Irish Sun Sunday 24th April, 2016
• China has built radar systems, lighthouses, barracks, ports and airfields on South China Sea
• China needs floating nuclear power plants to power the structures
• Six Pacific nations have have territorial claims in the South China Sea
BEIJING, China - China’s state-run newspaper Global Times has reported that the country is developing floating nuclear power plants to power its man-made islands on the disputed South China Sea.
The country has built radar systems, lighthouses, barracks, ports and airfields on its contentious man-made island chain in the South China Sea and reportedly powers the structures from the country’s power grid hundreds of miles away.
However, the newspaper reported that in a bid to provide electricity to remote locations including offshore oil platforms and the man-made islands, a state-owned company, China Shipbuilding Industry Corporation (CSIC), is planning to build a fleet of the vessels.
The paper is said to have quoted a company executive, Liu Zhengguo, as saying that "demand is pretty strong" for the floating power stations.
Liu claimed in the report, “The development of nuclear power platforms is a burgeoning trend” that would be used for “civilian” purposes.
The report further cited Li Jie, an expert who told the newspaper such nuclear platforms could fuel “lighthouses, seawater desalination, rescue and relief equipment, defensive weapons and airports and harbors on islands in the South China Sea.”
He is said to have added, “Normally we have to burn oil or coal for power. Given the long distance between the Nansha Islands and the Chinese mainland and the changing weather and oceanic conditions, transporting fuel could be an issue, which is why developing the maritime nuclear power platform is of great significance.”
The report specified that the director of the China Atomic Energy Authority, Xu Dazhe had told the country’s media in January that the country was developing nuclear power-generating capacity as part of China’s five-year economic development plan.
Global Times quoted Tang Bo, an official at China's National Nuclear Safety Administration as saying that typhoons regularly cross the South China Sea, and ships and submarines that run on nuclear power generally have the means to quickly sail away from a storm.
Bo said in the report that it is unclear how mobile or seaworthy these reactor ships will be, adding that safety regulations for the seaborne reactors are being drawn up and reviewed.
Reports said that the Asian nation has more civilian nuclear power stations under construction than any other country.
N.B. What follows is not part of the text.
PR #42, opened 2015-03-27
Using PAYMENT_PROCESSORS dict to configure payment processors

clintonb:
This implementation will allow us to more easily scale our number of payment processors without a proliferation of flat settings. Additionally, the CyberSource constructor has been updated to retrieve this configuration, so that any issues due to misconfiguration are identified early in the process.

China’s construction of the artificial islands in the disputed South China Sea has led to rising tension in the area, prompting the U.S. to assert its right to transit the area freely by sailing Navy ships close to the islands.
Six Pacific nations including Brunei, Malaysia, Philippines, Taiwan and Vietnam have territorial claims in the South China Sea that is believed to have huge deposits of oil and gas and also witness over $5 trillion in global ship-borne trade passing by each year.